There is also the challenge with “pet trade (people who want lion cubs), so they kill the lion’s parents to get the cubs and then also the illegal wildlife trade decimates the lion,” said Mark Ofua a veterinarian and conservationist.
Q: Lions, like other wild life help to maintain balance in the ecosystem, they also provide economic gain by boosting tourism.
According to Ofua, lions in Nigeria face the very open risk of extinction because of habitat loss, agricultural activities, human activities, forest encroachment, and illegal logging, which depletes the forest (savannah), and their habitat.

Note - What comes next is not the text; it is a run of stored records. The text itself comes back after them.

PR #113, opened 2021-10-11
docs(wallet): add comment to highlight fees being a function of the tx body

rhyslbw:
# Context
We're missing some direction when it comes to knowing the calculated fees when initialising a transaction.

# Proposed Solution
Add comment to highlight fees being a function of the tx body


mkazlauskas (approved):
We should probably add more usage examples. I'm adding examples for new features, but it's still missing basic examples.

PR #114, opened 2021-10-13
feat(wallet): balance

mkazlauskas:
# Context

Need to have a convenient way to get available balance of coin, assets and rewards.

# Proposed Solution

- [x] add `UtxoRepository.availableRewards` (lock in the same way as locking UTxO until transaction is confirmed)
- [x] add `UtxoRepositoryEvent.Changed`
- [x] add `SingleAddressWallet.balance`, something like this:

So, habitat loss is at the forefront. Also, very importantly, hunters that go into the bush to set snares for antelopes and other forms also catch the lion, injure them, kill them, and contribute to the decimation, he said.
No safety in Protected Areas
According to a report by WildAid, the lion is now considered conservation dependent, with most remaining lion populations living in and around protected areas.
Africa’s magnificent national parks, game reserves and other protected wildlife landscapes are essential to the species’ survival. However, the general insecurity in African countries including Nigeria has made the parks unsafe. Many protected areas are vulnerable to the same anthropogenic threats that occur in human-dominated landscapes outside their boundaries.
As human occupation of African savannas expands, villages are established along, and sometimes within, the protected area borders, and livestock graze within the boundaries. This drives an escalation of human/carnivore interactions which leads to inevitable conflict.
This conflict takes two mainforms. First, livestock grazing in PAs results in competition with lion prey species and can lead to degraded habitat, both of which can drive a reduction in the numbers of native herbivores. Second, lions are more likely to encounter domestic herds and may resort to killing stock, particularly as wild prey numbers are depleted. This, in turn, provokes retaliatory killing of lions by herders and ranchers.
Encroachment of people and their livestock into PAs and the associated pressure on lions is now regarded as one of the top three threats to the species in West, Central, East and parts of Southern Africa. Human encroachment is also associated with illegal bushmeat hunting—another severe threat to both lions and their prey, notes Wild Aid.
The organisation is calling for action to reinforce protected areas which could even be a massive conservation opportunity requiring immense support. If secured, their land area would ensure the long-term survival of the lion and that of many other species.
A country with a healthy lion population can make money from it. Knights said that in East Africa, in a place like Tanzania with 8,000 lions, the country can make a million dollars in the lifetime of a lion from tourism revenue.
“People will love to see lions in the wild, so the hope here in Nigeria is we can protect this population and rebuild them. Eventually, you will be able to go and see wild lions here in Nigeria, in parks like Yankari. WildAid is embarking on a big campaign worldwide about the plight of the lion.
“We are also working in some cases on projects with carbon offsets, where carbon offsets companies in America and in Europe pay to store carbon because they have a carbon footprint, and that money can be used to protect forests and lion habitats and to help local people as well.
“So, we think that is a way in the future that we can help rebuild the lion population of Africa,” Knights said.